* **Description of the task**:
Among the records below, find the lines that hold the word "error" and report how many there are, with no other words.

* **Data extracts**:
PR #611, opened 2022-06-28
test: testing launcher class for Jax-based Mava systems

### LINKED ISSUE #546: [TEST] Jax System Core Launcher
### What do you want to test?
Jax system core launcher (in `mava/systems/jax/`)

### Outline of test structure
* Unit tests
* Test components and hooks

### Definition of done

OmaymaMahjoub:
## What?
Test: Unit tests for Jax system core launcher
## Why?
## How?
Unit test for Launcher component from `mava/systems/jax/launcher.py`
## Extra
Close #546 
Integration test for `launch()` method within `Launcher`


tests/jax/core_system_components/launcher_test.py
```diff
@@ -15,4 +15,381 @@
...
+
+    assert launcher._nodes[-1] == launcher._node_dict["data_server"]
+    assert data_server == launcher._nodes[-1]
+
+    assert isinstance(launcher._node_dict["data_server"], Client)
+    assert launcher._node_dict["data_server"]._server_address == (
+        f"localhost:{launcher._replay_server._port}"
+    )
+    assert isinstance(launcher._node_dict["data_server"]._client, pybind.Client)
+    assert launcher._node_dict["data_server"]._signature_cache == {}
```
sash-a, line 263: You've already tested this above, you can remove it from here.

tests/jax/core_system_components/launcher_test.py
```diff
@@ -15,4 +15,381 @@
...
+        parameter_server = launcher.add(
+            mock_parameter_server_fn,
+            node_type=NodeType.corrier,
+            name="parameter_server_test",
+        )
+    parameter_server = launcher.add(
+        mock_parameter_server_fn,
+        node_type=NodeType.corrier,
+        name="parameter_server",
+    )
```
sash-a, line 283: I'm not understanding this, why does the above raise an exception but below it doesn't? It looks like the same code?

Also please be more explicit with error type

tests/jax/core_system_components/launcher_test.py
```diff
@@ -15,4 +15,381 @@
...
+    with pytest.raises(Exception):
+        parameter_server_2 = launcher.add(
+            mock_parameter_server_second_fn,
+            node_type=NodeType.corrier,
+            name="parameter_server",
+        )
```
sash-a, line 354: Ah here this makes sense, you would expect an error from 2 of the same nodes. I assume there is some reason that multi-process allows for two nodes with the same name?

Probably worth looking into @mmorris44

tests/jax/core_system_components/launcher_test.py
```diff
@@ -15,4 +15,381 @@
...
+
+
+def test_get_nodes_multi_process() -> None:
+    """Test get_nodes method in case of multi process"""
+    launcher = Launcher(multi_process=True)
+    with pytest.raises(Exception):
```
sash-a, line 360: Specific exception type

sash-a (changes requested):
Looks good! Just a few general fixes. Combine the functions and their mocks and catch more specific exceptions.

Also I'm confused about when/why you are allowed to add nodes with the same name, in my opinion you probably shouldn't ever be able to, but it seems that if the launcher is multi-process then it is ok. Paging @arnupretorius @mmorris44

tests/jax/core_system_components/launcher_test.py
```diff
@@ -15,4 +15,381 @@
...
+    )
+    assert [parameter_server] == launcher._program._groups["parameter_server_test"][
+        -1
+    ]._created_handles
+
+    assert not hasattr(launcher, "_nodes")
+    assert not hasattr(launcher, "_node_dict")
+
+
+def test_add_multi_process_two_add_same_name(
```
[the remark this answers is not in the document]
OmaymaMahjoub: In multi process case if we have two nodes with same name it append the nodes under same label and in this case it is parameter server:
Here is the code:  `self._groups[label].append(node)`
And the test verified that it works:
```
assert (
        launcher._program._groups["parameter_server_test"][0]._constructor
        == mock_parameter_server_fn
    )
    assert (
        launcher._program._groups["parameter_server_test"][1]._constructor
        == mock_parameter_server_second_fn
    )
```

tests/jax/core_system_components/launcher_test.py
OmaymaMahjoub: it is the case of non-multi-process and with nodes of type reverb_node so we need to make a test since it is a different case.
What do you think?

tests/jax/core_system_components/launcher_test.py
OmaymaMahjoub: The name of the node must be one of these 5 ones:
```
self._node_dict: Dict = {
                "data_server": None,
                "parameter_server": None,
                "executor": None,
                "evaluator": None,
                "trainer": None,
            }
```

tests/jax/core_system_components/launcher_test.py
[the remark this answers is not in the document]
sash-a: aha I see, well then I'll assume that is the desired behavior and you can leave the tests as is

tests/jax/core_system_components/launcher_test.py
sash-a: Ok sure, feel free to keep it then

tests/jax/core_system_components/launcher_test.py
```diff
@@ -15,4 +15,381 @@
...
+    """
+    launcher = Launcher(multi_process=True)
+    data_server = launcher.add(
+        mock_data_server_fn,
+        node_type=NodeType.reverb,
+        name="data_server_test",
+    )
+    parameter_server = launcher.add(
+        mock_parameter_server_fn,
+        node_type=NodeType.corrier,
```
mmorris44, line 159: This was changed to `NodeType.courier` by Asad in another PR, so this code should not work.

mmorris44, line 159: This was changed to `NodeType.courier` by Asad in another PR, so this code should not work.

mmorris44 (changes requested):
Found a change which is breaking the pipeline. Should be an easy fix

tests/jax/core_system_components/launcher_test.py
mmorris44: Thanks for flagging this @sash-a. I can't run launchpad locally and don't have the most experience with it, so @arnupretorius or @KaleabTessera are probably best suited to advise. Here's what I think though:
For multi-processing, it adds nodes to a `lp.Program`, grouping the node by the given name (i.e. you can have multiple executor nodes which will be grouped together), and `lp` handles this just fine. See line 97 of `mava/systems/jax/launcher.py`.

I don't see why we shouldn't support this for single-process systems though.

tests/jax/core_system_components/launcher_test.py
OmaymaMahjoub: oh I see thank you @mmorris44!

mmorris44 (approved):
Thanks @OmaymaMahjoub! Happy with the PR now :)
Also, please don't forget to create an issue for the launcher behaviour around nodes with the same name (i.e. it's weird that multi-processing supports it but single-process does not, it's also weird to me that the node name gets set in the `arguments` arg of `add()` in `launcher.py`, see line 77 of `distributor.py`).

OmaymaMahjoub:
> Thanks @OmaymaMahjoub! Happy with the PR now :) Also, please don't forget to create an issue for the launcher behaviour around nodes with the same name (i.e. it's weird that multi-processing supports it but single-process does not, it's also weird to me that the node name gets set in the `arguments` arg of `add()` in `launcher.py`, see line 77 of `distributor.py`).

Thanks @mmorris44  I made an [issue](https://github.com/instadeepai/Mava/issues/636) about it. Yeah, I found this strange, especially that in the multi-process case we have the full freedom to use any names for the nodes while in single-process nope all the details are within the issue!

tests/jax/core_system_components/launcher_test.py
sash-a: I think either way works as long as it is consistent, so either both allow for multiple nodes with the same name or neither do, unless there's a reason I'm missing where it makes sense in one scenario, but doesn't make sense in another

* **Solution for this problem**:
2